Forrest: [00:08:50] Yeah. So in my market, these people are walking in was, you know, basically no money down. Right. You know, we, we built our, we build our [00:09:00] price and our agents, cause I don’t ever sell the house by owner unless I’m wholesaling it. Uh, I use an agent for everything. Yeah. I mean, they’re totally worth

Mike: [00:09:11] it.

Forrest: [00:09:11] Totally worth the 3%.

Right. Because. A buyer is going to bring an agent, and you know, so you’re really, you’re talking about 3% of your price. It doesn’t make sense to do it on your own. Yeah. So, uh, you know.

These people that are getting in with no money down and they want the most bang for their book, but at the same time, you know, there’s, there’s different price points and, uh, you know, it’s just, it just makes sense to buy the dollar per square foot tile as opposed to the $5 per square foot tile right.

Now, save that for when it’s your house and you want to go blow your money on something. Right. But you know that their kids are going to, you know, damage it. You know where there’s $5 a foot tile or a dollar for a tile, the [00:10:00] kids are going to throw crap on it. They’re gonna spill things on it. They’re going to, they’re going to ruin it and you know, it is what it is.

So safe and clean, I’m fine. So

Mike: [00:10:09] the impact here of the downmarket, like what are you doing differently? So you, you, since you’ve been a contractor, you have a tendency to rehab more. You kind of prefer that. I know you’ve been doing a little more wholesaling or shifting that direction even though it’s not what you would prefer to do just because it just is the smart thing to do in this kind of uncertain market.

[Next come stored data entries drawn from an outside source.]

PR #494, opened 2023-02-08
EVG-18798: Add multi-task test results rest routes

julianedwards:
JIRA: https://jira.mongodb.org/browse/EVG-18798

- Add three new routes to fetch test results, test result stats, and failed test sample by multiple (task ID, execution) pairs
- Fix pagination bug that was caused by not sorting test results that were downloaded in parallel (the order needs to be consistent for pagination to work properly)
- Write new tests for both the routes and the bug fix

### DIFF
--- a/rest/test_results_routes.go
+++ b/rest/test_results_routes.go
@@ -2,6 +2,7 @@ package rest
 
 import (
 	"context"
+	"encoding/json"
 	"fmt"
 	"net/http"
 	"strconv"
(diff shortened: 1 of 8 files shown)


rest/test_results_routes.go
```diff
@@ -26,6 +27,146 @@ const (
...
+		logFindError(err, message.Fields{
+			"request":         gimlet.GetRequestID(ctx),
+			"method":          "GET",
+			"route":           "/test_results/tasks",
+			"request_payload": h.payload,
+		})
+		return gimlet.MakeJSONErrorResponder(err)
+	}
+
+	return gimlet.NewJSONResponse(testResults)
```
ybrill, line 91: is it necessary to set `pages` on the response?

julianedwards: Not anymore: since we are now taking in a request payload (which isn't really what GET requests should do) the pagination params are part of the request body rather than the query params. The `pages` only support setting the query parameters, we would also need to set the body. After speaking with @khelif96 this isn't a problem since the Evergreen code that talks to Cedar takes care of pagination itself via the graphql queries rather than using the `next` header from the response.

ybrill: ah, I understand

khelif96:
Assuming @ybrill  thinks this makes sense it lgtm. I don't know much about cedar so I will remove my review request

Forrest: [00:10:29] I definitely have a, I can fix that mentality with anything. I see a house and I can fix it. Right. And you know, I always have to like have the little angel on my shoulder to know you’re wholesaling this one, you know? So, uh. That’s what I’m doing more and more now, because I have to write it with this market.

One, we don’t, we don’t have a trend on where it’s going, whether it’s going back up or whether it’s going down. So the best thing to do is, you [00:11:00] know, get houses at a fair price and sell them to somebody at a wholesale or a wholesale level at a fair price. And, uh, you know, when you deal with first time home buyer markets and being neighborhood to see neighborhoods.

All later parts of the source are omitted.